Acid rain has many ecological effects, but none is greater than its impact on lakes, streams, wetlands, and other aquatic environments. Acid rain makes waters acidic and causes them to absorb the aluminum that makes its way from soil into lakes and streams. This combination makes waters toxic to crayfish, clams, fish, and other aquatic animals.
Some species can tolerate acidic waters better than others. However, in an interconnected ecosystem, what impacts some species eventually impacts many more throughout the food chain—including non-aquatic species such as birds.
Acid rain also damages forests, especially those at higher elevations. It robs the soil of essential nutrients and releases aluminum in the soil, which makes it hard for trees to take up water. Trees' leaves and needles are also harmed by acids.
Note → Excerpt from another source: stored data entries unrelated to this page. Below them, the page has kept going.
Issue #1575, opened 2023-03-31
Timecards can have both `hours spent` and `project allocation` values


cantsin:
To reproduce this bug: 

- Select a hourly project
- Type in a `hours spent` value
- Using the same project selector, select a weekly project instead
- Select a weekly allocation value
- Submit

The resulting timecard will have both values entered. 

To fix this, we want to clear allocation values on the front-end (when switching projects) and add validation for the back-end.

cantsin:
Backend work is complete but still need to do frontend validation.

cantsin:
Closing as we have both frontend/backend validation in 🎉

PR #1576, opened 2023-04-03
Validate billing based on project weekly/hourly status

cantsin:
## Description

Partially fixes https://github.com/18F/tock/issues/1575 by adjusting the backend (and tests) to fail form submission if hourly data is submitted for a weekly project, or vice versa. 

## Additional information

Ideally the user should never see this message, as the front end will clean up project selection values, but _if_ the javascript fails and the user happens to submit mixed hourly/weekly data, here are the error(s) they will see:

### DIFF
--- a/docs/local-development.md
+++ b/docs/local-development.md
@@ -88,7 +88,7 @@ that case, restart the `tock_app` container with a `docker-compose up` command.
 
 ### Testing locally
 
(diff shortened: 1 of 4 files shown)


edwintorres (approved):
I reviewed and tested locally, it worked well.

The effects of acid rain, combined with other environmental stressors, leave trees and plants less able to withstand cold temperatures, insects, and disease. The pollutants may also inhibit trees' ability to reproduce. Some soils are better able to neutralize acids than others. In areas where the soil's "buffering capacity" is low, the harmful effects of acid rain are much greater.
The only way to fight acid rain is by curbing the release of the pollutants that cause it. This means burning fewer fossil fuels. Many governments have tried to curb emissions by cleaning up industry smokestacks and promoting alternative fuel sources. These efforts have met with mixed results. But even if acid rain could be stopped today, it would still take many years for its harmful effects to disappear.
Individuals can also help prevent acid rain by conserving energy. The less electricity people use in their homes, the fewer chemicals power plants will emit. Vehicles are also major fossil fuel users, so drivers can reduce emissions by using public transportation, carpooling, biking, or simply walking wherever possible.